If you want mainstream, go with Windows.  If you want an elegant computing environment that can be very compatible with mainstream applications and OSs, go with Mac.  If you want to alienate yourself from the mainstream and risk compatibility issues but are curious enough to tinker with an OS to an extreme, go with Linux.


----------



## xaqintosh (Jul 11, 2002)

Then again, why choose when you can have both? just install linux on your mac and you're good to go!


----------



## btoneill (Jul 11, 2002)

Why choose Mac instead of linux? Answers simple, OS X isn't a screwed up fantasy of a drunken fin.

Linux has many fundimental flaws in it's design which some very stuborn people refuse to do anything about.

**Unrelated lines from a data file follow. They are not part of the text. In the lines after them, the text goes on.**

PR #4546, opened 2021-02-24
Update WCF-Web-Service-Reference-notes.md

PatrickMcDonald:
WCF Web Service Reference connected services provider is also part of Visual Studio 2019


mconnew:
Thank you.

Joebeazelman:
The link is broken yet it says it's labeled "verified."  WCF Web Services doesn't appear in the connected service screen with all the other services. It can only be added via right-clicking on the project file and selecting "Add Service Reference".  It's not fixed!

PR #4567, opened 2021-03-17
Support targetframewrok net5.0-windows.

angewa:
Support targetframewrok net5.0-windows.

### DIFF
--- a/src/dotnet-svcutil/lib/src/Shared/MSBuildProj.cs
+++ b/src/dotnet-svcutil/lib/src/Shared/MSBuildProj.cs
@@ -159,7 +159,7 @@ namespace Microsoft.Tools.ServiceModel.Svcutil
                     var targetFramework = targetFrameworkElements.Last().Value.Trim();
                     if (!string.IsNullOrWhiteSpace(targetFramework))
                     {
-                        if ("net5.0-windows" == targetFramework)
+                        if (targetFramework.StartsWith("net5.0-"))
                         {
                             targetFramework = "net5.0";
                         }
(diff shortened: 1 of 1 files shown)


angewa:
@HongGit Please review this PR.

src/dotnet-svcutil/lib/src/Shared/MSBuildProj.cs
```diff
@@ -159,6 +160,13 @@ public static async Task<MSBuildProj> ParseAsync(string projectText, string proj
                     var targetFramework = targetFrameworkElements.Last().Value.Trim();
                     if (!string.IsNullOrWhiteSpace(targetFramework))
                     {
+                        Regex re = new Regex(@"\w+\d+\.\d+");
```
HongGit, line 163: What is the reason of using regex here?  What about the approach with just comparing with "net5.0-windows*" approach?

HongGit (commented):
Regex approach seems to be too broad, not narrow enough, thoughts?

src/dotnet-svcutil/lib/src/Shared/MSBuildProj.cs
angewa: The possible target framework format examples are: netcoreapp3.1, net5.0, net5.0-windows, the regex here is to truncate the extra characters after version number, so for both net5.0 and net5.0-windows, or other target framework format like "net5.0***" appear in the furture, we will get net5.0 for the internal starter project to generate service proxy code.

angewa: > What is the reason of using regex here? What about the approach with just comparing with "net5.0-windows*" approach?

I have removed regex code and use "net5.0-windows" approach, could you please help review the update?

angewa: I've modified the code according to the meeting, could you please help review the update?

HongGit (approved):

angewa:
@HongGit I have rebased the latest main code, the check now all passed.

Issue #4589, opened 2021-04-15
CreateCertificateOverTransportBindingElement


jason-russell:
**Describe the bug**
`CreateCertificateOverTransportBindingElement` is not available for `SecurityBindingElement` in `CustomBinding`

.NET Framework code is using this to create a Custom Binding, and I'm trying to port to .NET Core 3.1
I'm trying to connect to a third-party service that requires a certificate binding

**To Reproduce**

This is the .NET Framework code. I'm trying to recreate the custom binding

    private CustomBinding CreateCustomBinding()
	{
		var dvsBinding = new CustomBinding();

		var securityElement = SecurityBindingElement.CreateCertificateOverTransportBindingElement();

Also don't forget that every damn thing in Linux is basically a reinvention of the wheel. The folks are so gung ho on GNU software and the GPL that the refuse to use non-GPL code (ie. BSD License is not free enough for them). So, instead of using things like a networking stack that has been around for decades and continually improved upon, they had to write their own. I won't even get into how bad their NFS implementation is (altho it has gotten better lately) because once again, they had to reinvent the wheel. So many great new pieces of software could be out there if people didn't keep writing the same free code over and over.

I won't even get into the kernel of the week club, and how much of a kitchen sink that the kernel is.

Oh yeah, don't forget about security, because we know they developers sure did.

Ok, linux rant over for now 

Brian


----------



## Torz (Jul 12, 2002)

Same reason as everyone above + bit more.

Also, you gotta love the aqua interface  

Torz


----------



## hazmat (Jul 12, 2002)

This is slightly out of date, but a lot still holds true.  I also started using Linux in around '96, so I totally sympathize with this.  I think that if you substitue "SGI/Irix" with "Apple/OS X", it will be relevant to this discussion.  http://www.jwz.org/doc/linux.html

Personally I like Linux a lot, but hate X Windows.  Why it had to take me a week to figure out how to speed up my mouse under X (not acceleration, speed) is ridiculous.  Anyone know how to do it? ;-)


----------



## Sogni (Jul 13, 2002)

I WAS trying to use Linux as a Desktop OS, then I bought my Mac and then Mac OSX came out... I've hardly touched Linux as a Desktop OS since, even my PCs have seen little use...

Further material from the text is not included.